Mereka terdiam lagi.
Dulu saat mereka masih SD, mereka sama-sama sangat menyukai coklat. Karna tahu coklat yang di beli papa cuma satu, mereka berebutan sambil bertengkar hebat. Setelah pertengkaran hebat karna coklat itu, orangtua mereka mengantar Fauzan ke Bandung, kerumah nenek mereka agar tidak terjadi pertengkaran lagi.
“Selama di Bandung gue terus bilang ke papa mau balik lagi ke Jakarta, tapi papa gak mau…” curhat Fauzan.
“Gue seneng tau kalo lo balik lagi ke Jakarta dek.” Fanni memegang tangan Fauzan erat.
“Iya, akhirnya gue balik lagi ke rumah. Ketemu kakak lagi.” Fauzan menarik tangan Fanni dan memeluk kakaknya erat.
Adegan itu dilihat semua murid yang berada di halaman depan sekolah, termasuk Tasya. Mereka menduga pelukan itu adalah pelukan mesra dari seorang yang baru aja diterima sama si cewek.
Apalagi besoknya pasangan yang digosipkan itu kesekolah bareng pakai motor Fauzan. Gosip mereka pacaran memanas karna dimana ada Fanni, disana ada Fauzan yang selalu menemani. Ya kecuali di kelas kalau lagi belajar sama di WC. Hehehe.
Saat Fanni dan Fauzan ingin pulang, mereka melihat motor Fauzan dihiasi tempelan-tempelan kertas kecil berucapan selamat atas hubungannya yang berhasil dan di terima Fanni.
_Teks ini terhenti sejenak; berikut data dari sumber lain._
PR #8798, opened 2023-03-30
ignore more error types

susanev:
we will add these back after we have a handle on these errors


sean1588 (approved):
thanks so much!!! :rocket:

PR #8801, opened 2023-03-30
Strip broken icon in python docs

justinvp:
Sphinx is now emitting a private unicode character ("\F0C1") corresponding to a FontAwesome chain icon next to headers, which renders as an empty box on our site.

image (1)

Strip this character out of the generated docs in the same way we stripped the "¶" character, which sphinx previously emitted.

1. First commit updates the generator.
2. Second commit has the regenerated files.

Fixes https://github.com/pulumi/pulumi-hugo/issues/2625


justinvp:
Direct link to preview: http://pulumi-docs-origin-pr-8801-4e517ece.s3-website.us-west-2.amazonaws.com/docs/reference/pkg/python/pulumi/

abhinav (approved):

static-prebuilt/docs/reference/pkg/python/.doctrees/environment.pickle
RobbieMcKinstry, line 1: It looks like you've committed several binaries. Is that intended? These look like new files, so it looks possible they were committed on accident.

RobbieMcKinstry (approved):

static-prebuilt/docs/reference/pkg/python/.doctrees/environment.pickle
justinvp: I included everything Sphinx generated as we have previously: https://github.com/pulumi/docs/commits/master/static-prebuilt/docs/reference/pkg/python/.doctrees

But I don't think it's necessary to keep the files in `.doctrees` as it looks like they're just a cache. So we could probably remove them and add to `.gitignore`.

PR #8822, opened 2023-04-03
enable cors to access rss feeds corss origin

sean1588:
This PR enables us to access the rss feeds cross origin, since I need to access them from the console UI. I tried this out in a dev environment by standing up cloudfront and the bucket and confirming I can fetch from the browser console.  This will allow origins from any subdomain of pulumi.com or any subdomain of pulumi-dev.io

### DIFF
--- a/scripts/cors/cors.json
+++ b/scripts/cors/cors.json
@@ -3,7 +3,9 @@
     {
       "AllowedOrigins": [
         "https://*.pulumi.com",
-        "https://*.pulumi-dev.io"
+        "https://*.pulumi-dev.io",
+        "http://localhost:3000",
+        "http://localhost:4200"
       ],
       "AllowedMethods": ["GET"],
       "MaxAgeSeconds": 300
--- a/scripts/cors/cors.json
+++ b/scripts/cors/cors.json
@@ -5,7 +5,6 @@
         "https://*.pulumi.com",
         "https://*.pulumi-dev.io"
       ],
-      "AllowedHeaders": ["Authorization"],
       "AllowedMethods": ["GET"],
       "MaxAgeSeconds": 300
     }
--- a/scripts/cors/cors.json
+++ b/scripts/cors/cors.json
@@ -1,7 +1,10 @@
 {
   "CORSRules": [
     {
-      "AllowedOrigins": ["https://*.pulumi.com"],
+      "AllowedOrigins": [
+        "https://*.pulumi.com",
+        "https://*.pulumi-dev.io"
+      ],
       "AllowedHeaders": ["Authorization"],
       "AllowedMethods": ["GET"],
       "MaxAgeSeconds": 300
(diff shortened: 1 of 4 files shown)


scripts/cors/cors.json
```diff
@@ -0,0 +1,13 @@
+{
+  "CORSRules": [
+    {
+      "AllowedOrigins": [
```
cnunciato, line 4: It's probably worth a comment here explaining that this is consumed by the Service. Also, do we somehow suppress this functionality in self-hosted contexts? Since those won't be running on these domains, we should probably just make sure the UI won't break when it can't load this info.

scripts/cors/cors.json
```diff
@@ -0,0 +1,13 @@
...
+        "https://*.pulumi.com",
+        "https://*.pulumi-dev.io"
+      ],
+      "AllowedHeaders": ["Authorization"],
```
cnunciato, line 8: Is this saying that auth headers are OK to send with these requests? If so, we probably should not be doing this -- but apologies if I'm reading this wrong.

cnunciato (changes requested):
Marking with "request changes" only to be on the safe side WRT that auth-header setting.

scripts/cors/cors.json
sean1588: ahhh yeah that is a very good point! I imagine we would want to show to self hosted if possible as they are pulumi users so the events will likely be relevant to them.

scripts/cors/cors.json
sean1588: yes you are right. thanks christian, we should not be doing this.

scripts/sync-and-test-bucket.sh
```diff
@@ -99,6 +99,9 @@ aws s3 cp "$metadata_file" "${destination_bucket_uri}/metadata.json" --region "$
 # Persist an association between the current commit and the bucket we just deployed to.
 set_bucket_for_commit "$(git_sha)" "$destination_bucket" "$(aws_region)"
 
+# Set cors configuration on bucket.
+aws s3api put-bucket-cors --bucket "$destination_bucket" --cors-configuration file://scripts/cors/cors.json
```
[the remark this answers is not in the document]
sean1588: ok, i'll add the region. this worked fine for me locally as is. though could be because I have the `AWS_REGION` env var set, so it took that.

scripts/cors/cors.json
sean1588: I am going to go ahead and hide the events dashboard card from self hosted folks for now. This is something we had wanted to rollout quickly to see what the response is like first and then plan to iterate on it more in the future, so its fine for now if we do not show to them.

sean1588:
@cnunciato - I removed the authorization header from the allowed list and also added a couple extra entries to the allowed origins list to include localhost:3000 and localhost:4200, so that we can render this when running locally. also, i'm going to make the adjustment in the console code to exclude this from self-hosted users for now. Let me know what you think.

PR #8823, opened 2023-04-04
add exclusions to link checker

susanev:
we regularly get 403s on these links, but they work just fine for us
so adding them to the exclude list


sean1588 (approved):
🚀

PR #8877, opened 2023-04-12
fix script syntax error

sean1588:


scripts/sync-and-test-bucket.sh
```diff
@@ -103,7 +103,7 @@ set_bucket_for_commit "$(git_sha)" "$destination_bucket" "$(aws_region)"
 aws s3api put-bucket-cors --bucket "$destination_bucket" --cors-configuration "file://scripts/cors/cors.json" --region "$(aws_region)"
 
 # Finally, if it's a preview, post a comment to the PR that directs the user to the resulting bucket URL.
-if [ "$1" == "preview" && "$GITHUB_WORKFLOW" == "Build and deploy" ]; then
```
kmosher, line 106: other option is `[[ "$1" == "preview" && "$GITHUB_WORKFLOW" == "Build and deploy" ]]`, but this works too.

kmosher (approved):

scripts/sync-and-test-bucket.sh
sean1588: thank you!

sean1588: i changed it. this way is much more pleasing to look at imo.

“Hahaha…!!!” Fauzan tertawa lepas di parkiran.
“Mereka kok pada gak mau tanya lo siapa ya dek…?” Fanni kebingungan.
“Gak tau tuh. Biarin aja dek kak… soalnya seru sih…! Hahaha!!!” Tawa Fauzan makin menjadi-jadi.
“Dasar gila…” geleng-geleng Fanni melihat tingkah adiknya. “Suatu hari juga mereka bakal tau. Yuk pulang…!” Fanni menarik Fauzan dan mengajaknya pulang.